Search code examples
armcounterinterruptstm32low-latency

compensating latency on ARM interrupts?


I'm working on a project on a STM32F4 CPU, generating signals.

I have a generic timer on CPU clock (no prescaler) on a STM32 triggering interrupts on overflow, to generate a periodic signal with GPIO afterwards.

I need to trigger thr GPIO at a very precise time (basically down to one CPU cycle precision). I've managed to reduce this jitter to +-5 cycles by setting priorities & al, but this jitter exists, depending on what the CPU was doing.

I need to compensate this few cycles jitter.

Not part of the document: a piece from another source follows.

PR #874, opened 2021-06-24
Morphodict lexicon wordform

andrewdotn:
This replaces the existing API_wordform database table with a new lexicon_wordform database table that is simpler and much less Cree-specific. It uses the test database of https://github.com/UAlbertaALTLab/cree-intelligent-dictionary/pull/873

Adding a few cycles more latency isn't a problem as long as I toggle GPIOs at a precise time.

My idea was to read the current value of the counter, and have an active loop of FIXED_NUMBER-CURRENT_VALUE time, ensuring I would exit the loop at precise times.

However, doing a simple loop in C - being a FOR loop, or a while(counter->value < TARGET) doesn't work as it ADDS jitter instead of reducing it.

Am I doing something wrong / naive ? Should I do it in assembly ? how would that be different from C (I checked the disassembly with GCC to check loop was not optimized away nor was I hitting memory ?)

(I ensured with empty, non optimized but not hitting memory loop body)

edit : see this example on AVR (much more stable I know) See by example http://lucidscience.com/pro-vga%20video%20generator-7.aspx (search for "jitter")

edit2 : I tried a simple loop in assembly such as (r0 is my counter, number of cycles to wait, in a register)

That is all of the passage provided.